**Aim of the exercise:** Copy each line of the records below that has "toolchain" in it.

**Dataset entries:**
^^^^^^^^^^^^^^^^

PR #527, opened 2025-09-18
docs: Update `setTickMode` docs to mention sinon APIs, not jest

atscott:
I had copied my implementation from jest into sinon. Sorry for missing this.


fatso83 (approved):
I actually noticed it, but thought I saw it listed alongside the Sinon ones, which I thought was OK, given that Jest uses this library. Did not realise it was _only_ Jest.

PR #561, opened 2026-04-10
Restore Date object support broken by PR #556

adspacheco:
                                                                                                                                            
Fix cross-realm Date regression introduced in [#556](https://github.com/sinonjs/fake-timers/pull/556).                                                                                       
                                                                                                                                            
The public API accepts `Date | number`, but the change in #556 from `typeof epoch.getTime === "function"` to `instanceof Date` broke support for Date objects from different realms (iframes, vm contexts, etc.), since `instanceof` fails across realms.                      
                                                                                                                                            
Error: `TypeError: now should be milliseconds since UNIX epoch`                                                                           
                                                                                                                                            
Reproduction:                                                                                                                             
                                                                                                                                            
```js                                                                                                                                     
const vm = require("vm");                                                                                                                 
const FakeTimers = require("@sinonjs/fake-timers");                                                                                       
const crossRealmDate = vm.runInNewContext("new Date('2026-04-02')");                                                                      
const clock = FakeTimers.install();                                                                                                       
clock.setSystemTime(crossRealmDate); // throws TypeError                                                                                  
```      
                                                                                                                                     
#### Solution                                                                                                                                  
                                                                                                                                            
Restore the original duck-typing approach `(typeof epoch.getTime === "function")` that worked before #556.

### DIFF
--- a/src/fake-timers-src.js
+++ b/src/fake-timers-src.js
@@ -639,7 +639,7 @@ function withGlobal(_global) {
         if (!epoch) {
             return 0;
         }
-        if (epoch instanceof Date) {
+        if (typeof epoch.getTime === "function") {
             return epoch.getTime();
         }
         if (typeof epoch === "number") {


fatso83:
added the missing regression test in aa15fde41f5bda6e118adcffdcbd012d52ec4bcc for you, as I introduced the regression 😉

fatso83:
Unfortunately, this fix was incomplete, as the typing now breaks. This is what I get for not ensuring the types are built as part of the github actions. At least I know that now 😄 
```
src/fake-timers-src.js:642:26 - error TS2339: Property 'getTime' does not exist on type 'number | Date'.
  Property 'getTime' does not exist on type 'number'.

642         if (typeof epoch.getTime === "function") {
                             ~~~~~~~

src/fake-timers-src.js:643:26 - error TS2339: Property 'getTime' does not exist on type 'number | Date'.
  Property 'getTime' does not exist on type 'number'.

643             return epoch.getTime();
                             ~~~~~~~


Found 2 errors in the same file, starting at: src/fake-timers-src.js:642

```

I'll get it fixed.

fatso83:
types are now always built and the type regression fixed in d43b719

release 15.3.1 out in a few jiffies

PR #506, opened 2023-08-27
feat: Implement rem operation

### LINKED ISSUE #496: Print Field elements in a prettier format
### Problem

Printing of large field elements is ux unfriendly, making it hard to figure out what the actual number was.

The motivation was this twitter thread: https://twitter.com/recmo/status/1692216107170426919?s=20

Relevant link: https://en.wikipedia.org/wiki/Rational_reconstruction_(mathematics)

### Happy Case

Numbers like -1 mod p and 10/3 mod p are printed as -1 and 10/3

We should ideally implement the rational construction idea mentioned in that tweet thread; essentially finding a rational approximation of a given number using continued fraction expansions.

### Alternatives Considered

_No response_

### Additional Context

_No response_

No

### Support Needs

_No response_

### LINKED ISSUE #4755: Print Field elements in a prettier format
### Problem

Printing of large field elements is ux unfriendly, making it hard to figure out what the actual number was.

The motivation was this twitter thread: https://twitter.com/recmo/status/1692216107170426919?s=20

Relevant link: https://en.wikipedia.org/wiki/Rational_reconstruction_(mathematics)

### Happy Case

Numbers like -1 mod p and 10/3 mod p are printed as -1 and 10/3

We should ideally implement the rational construction idea mentioned in that tweet thread; essentially finding a rational approximation of a given number using continued fraction expansions.

### Alternatives Considered

_No response_

### Additional Context

_No response_

No

### Support Needs

_No response_

Sakapoi:
# Description

## Problem\*

Resolves noir-lang/noir#4755

## Summary\*

Implemented rem operation
Added `division_with_reminder`  function
Added tests to these functions.

## Additional Context

# PR Checklist\*


acir_field/src/generic_ark.rs
```diff
@@ -441,6 +485,40 @@ mod tests {
         let max_num_bits_bn254 = crate::generic_ark::FieldElement::<ark_bn254::Fr>::max_num_bits();
         assert_eq!(max_num_bits_bn254, 254)
     }
+
+    #[test]
```
kevaundray, line 489: what does this print for -1?

Sakapoi: -1 mod 3 is printed as -1
I added more tests to show more results of the function

kevaundray: Thank you, what about 10/3 as mentioned in the issue?

Sakapoi: You mean I have the number 10 and the number 3. I get the number that will be the result of dividing number 10 by number 3 using the '/' operator. Then I need to take the remainder of the division from the result and output it as 10/3?

TomAFrench:
Can you fix the diff? It's not clear what changes this PR is making.

acir_field/src/generic_ark.rs
Sakapoi: I added another function for printing `FieldElement` in a pretty format when the division is performed. Firstly I tried to change the `Div` operation to return the result instead of `FieldElement`. This idea changed logic a lot, so I just added a separate function.

acir_field/src/generic_ark.rs
```diff
@@ -441,6 +561,101 @@ mod tests {
...
         assert_eq!(max_num_bits_bn254, 254)
     }
+
+    mod division_with_reminder {
+        use crate::generic_ark::FieldElement;
+
+        #[test]
+        fn simple_case() {
+            //test for a simple case: 1000 % 3 = 1
+            let mut dividend = FieldElement::<ark_bn254::Fr>::from(1000 as i128);
```
TomAFrench, line 571:
```suggestion
            let mut dividend = FieldElement::from(1000 as i128);
```

Can you use the type alias which has been defined? These changes need to be applied to the rest of the added tests.

TomAFrench (changes requested):

acir_field/src/generic_ark.rs
```diff
@@ -563,94 +563,94 @@ mod tests {
     }
 
     mod division_with_reminder {
-        use crate::generic_ark::FieldElement;
+        type FieldElement = crate::generic_ark::FieldElement<ark_bn254::Fr>;
```
TomAFrench, line 566: This can be imported, we don't need to create it again.

PR #514, opened 2023-08-31
chore(acvm)!: Remove the `Backend` trait

### LINKED ISSUE #196: Expose backend identifier information

### LINKED ISSUE #209: Generalise SmartContract trait
The smart contract trait is a specialisation of what ACVM can provide. Brian correctly noted that it could be possible to transform circuits into anything like WASM, as long as someone implements the transformation.

### LINKED ISSUE #256: Should `preprocess` be two functions: `generate_proving_key` and `generate_verification_key`?
### Problem

Currently, we require a `preprocess` function on the ProofSystem trait that needs to return the proving key and verification key; however the verifier might only need a verification key. Alternatively, backends such as https://github.com/TomAFrench/acvm-backend-groth16 generate the pk and vk at the same time.

### Proposed solution

Figure out if we want to split these or if it would cause too much friction when implementing various backends.

### Alternatives considered

Leave it as is.

### Additional context

See thread at https://github.com/noir-lang/acvm/pull/231#discussion_r1183490054 for more discussion

### Submission Checklist

### LINKED ISSUE #280: Consider separating `Generator` trait from `ProofSystemCompiler`
### Problem

With the introduction of `CommonReferenceString` trait in #231, we now have code related to Generators split across traits (such as `preprocess` on `ProofSystemCompiler`).

### Proposed solution

We should consider reorganizing traits on a Backend for better classification.

### Alternatives considered

Leave them as-is.

### Additional context

This can probably be parked until pluggable backends are implemented. This would probably also include the backends having a way to provide information about the features they support.

### Submission Checklist

TomAFrench:
# Description

## Problem\*

Resolves #280
Resolves #209
Resolves #256
Resolves #196

## Summary\*

This PR removes the `Backend` trait as we will no longer need to communicate through this trait.

## Additional Context

# PR Checklist\*

### DIFF
--- a/acvm/src/lib.rs
+++ b/acvm/src/lib.rs
@@ -4,10 +4,6 @@
 pub mod compiler;
 pub mod pwg;
 
-use acir::{
-    circuit::{Circuit, Opcode},
-    native_types::WitnessMap,
-};
 pub use blackbox_solver::{BlackBoxFunctionSolver, BlackBoxResolutionError};
 use core::fmt::Debug;
 use pwg::OpcodeResolutionError;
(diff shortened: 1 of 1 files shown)


kevaundray:
196 also has a TODO in nargo, where we have a hardcoded constant for the ccvm-backend-barretenberg

kevaundray (approved):

PR #518, opened 2023-09-02
fix: Add WASI 20 `_initialize` call to `acvm_backend.wasm` binary

kevaundray:
# Description

## Problem\*

Resolves 

## Additional Context

# PR Checklist\*


acvm_js/test/node/execute_circuit.test.ts
```diff
@@ -205,3 +205,31 @@ it("successfully executes two circuits with same backend", async function () {
   expect(solvedWitness0).to.be.deep.eq(expectedWitnessMap);
   expect(solvedWitness1).to.be.deep.eq(expectedWitnessMap);
 });
+
+it.only("successfully executes 500 circuits with same backend", async function () {
```
kevaundray, line 209: Would be good to keep a test like this for regression purposes without the console.log statements

acvm_js/test/node/execute_circuit.test.ts
```diff
@@ -205,3 +205,29 @@ it("successfully executes two circuits with same backend", async function () {
...
```
LHerskind, line 209: You probably don't want the `only` in here?

kevaundray: Good point, just fixed

LHerskind (approved):
LGTM

PR #520, opened 2023-09-03
chore: Run tests using Rust 1.70 [DO NOT MERGE]

kevaundray:
# Description

## Problem\*

Resolves 

## Additional Context

# PR Checklist\*

### DIFF
--- a/.github/workflows/publish.yml
+++ b/.github/workflows/publish.yml
@@ -20,7 +20,7 @@ jobs:
       - name: Setup toolchain
         uses: dtolnay/rust-toolchain@master
         with:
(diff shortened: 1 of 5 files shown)


TomAFrench:
Just in case this eventually gets `[DO NOT MERGE]` removed. We should keep the flake+CI testing on our MSRV, it's ok to have test extra versions but we should always make sure to test our MSRV as well.

kevaundray:
This would be contingent on whether wasmer decides to put the patch into version 4 and version 3. version 4 requires us to raise the MSRV

PR #523, opened 2023-09-04
feat!: Provide runtime callstacks for brillig failures and return errors in acvm_js

sirasistant:
# Description

## Problem\*

ACVM part of https://github.com/noir-lang/noir/issues/2550

 - Brillig errors were never emitted from the ACVM, they were changed to an unsatisfied constraint error. Now they are emitted and they contain a call stack instead of a failing opcode, to be able to provide call stacks for brillig functions which are not inlined.
 - Also, the acvm_js was throwing strings instead of errors. Now it throws JS errors and in the case of an execution failure, an error with a call stack property.
 - Since the acvm_js now returns the failing opcode locations in a structured way, we can remove insertion of indices in OpcodeResolutionError

## Additional Context

# PR Checklist\*

### DIFF
--- a/acvm/src/pwg/brillig.rs
+++ b/acvm/src/pwg/brillig.rs
@@ -1,6 +1,9 @@
 use acir::{
     brillig::{RegisterIndex, Value},
-    circuit::brillig::{Brillig, BrilligInputs, BrilligOutputs},
+    circuit::{
+        brillig::{Brillig, BrilligInputs, BrilligOutputs},
+        OpcodeLocation,
+    },
     native_types::WitnessMap,
     FieldElement,
 };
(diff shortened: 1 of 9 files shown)


acvm/src/pwg/brillig.rs
```diff
@@ -18,6 +21,7 @@ impl BrilligSolver {
         initial_witness: &mut WitnessMap,
         brillig: &Brillig,
         bb_solver: &B,
+        acir_index: usize,
```
kevaundray, line 24: Spoke on huddle, can create an issue or followup PR for this to make it the same with all solvers

kevaundray (approved):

^^^^^^^^^^^^^^^^

**Result for this task:**
       - name: Setup toolchain
         uses: dtolnay/rust-toolchain@master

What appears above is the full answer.